El segundo gruñó, se acercó al escaparate, miró a la pequeña y limpia abertura y dijo:

—La gente que hizo esto debe ser demasiado lista como para haber dejado huellas.

—No fueron lo bastante listos como para llevarse los anillos —gruñó Burke.

—Quizá haya algo de razón en eso —concedió el otro—. Si se descuidaron en esto, quizá también lo hicieron en lo otro. Buscaremos huellas.

Un taxi llegó por la obscura calle, aparcando tras el coche de la policía. Un individuo impecablemente vestido, altivo y muy agitado, salió, corriendo hacia el grupo que esperaba.

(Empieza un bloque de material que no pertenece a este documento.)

PR #3280, opened 2026-06-22
test(RHINENG-25381): add tests for utils from useSystemQuery and useInventoryViewsQuery

raswonders:
RHINENG-25381

## What
Refactors and tests parts of useSystemsQuery and useInventoryViewsQuery.

## Why
In order to increase test coverage of logic related to Queries.

## How
Considering Queries themselves are just thin wrappers they are not good target for tests themselves. But they did contain lots of serialization logic for Axios calls. This logic is refactored to seperate files and tested. 
 
## Testing
Make sure UI for Inventory / Systems works correctly. Especially filtering.
Make sure to test with both Preview ON and OFF as each uses different Query.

Unas llaves tintineaban en su pálida y húmeda mano.

—Soy Maley, el encargado. Ustedes me han telefoneado —explicó, sin aliento—. ¡Caballeros, esto es terrible, terrible! ¡El muestrario del escaparate vale miles, miles! ¡Qué perdida, qué pérdida!

—¿Qué tal si nos dejase entrar? —le preguntó calmoso uno de los policías.

—Naturalmente, naturalmente.

Tembloroso, abrió la puerta de verja, y la interior, usando unas seis llaves para ello. Entraron. Maley encendió las luces, y metió la cabeza entre los estantes de cristal, contemplando el escaparate vaciado.

—¡Mis relojes, mis relojes! —gruñó.

—Es horrible, horrible —dijo uno de los policías, hablando con bella solemnidad. Lanzó un guiño burlón a sus compañeros.

Maley se inclinó aún más, para inspeccionar un rincón vacío.

—Todos desaparecidos, todos desaparecidos —gimió—. Todo el muestrario de los mejores relojes de... ¡ayyyy! —su gemido les hizo saltar. Maley se agitó mientras trataba de abrirse camino por entre los estantes hacia la verja y el cristal que había tras ella—. ¡Mi reloj! ¡Mi propio reloj!

Los otros se pusieron de puntillas, miraron sobre sus hombros, y vieron la cadena de oro de un enorme reloj de bolsillo desapareciendo a través del agujero de cristal. Burke fue el primero en salir, recorriendo el suelo con su linterna. Entonces, divisó el reloj. Se estaba moviendo rápidamente, cerca del ángulo de la pared, pero se detuvo en seco cuando el haz de su linterna cayó sobre él. Creyó ver algo más, igualmente brillante y metálico, que desaparecía rápidamente en la obscuridad, más allá del círculo de luz.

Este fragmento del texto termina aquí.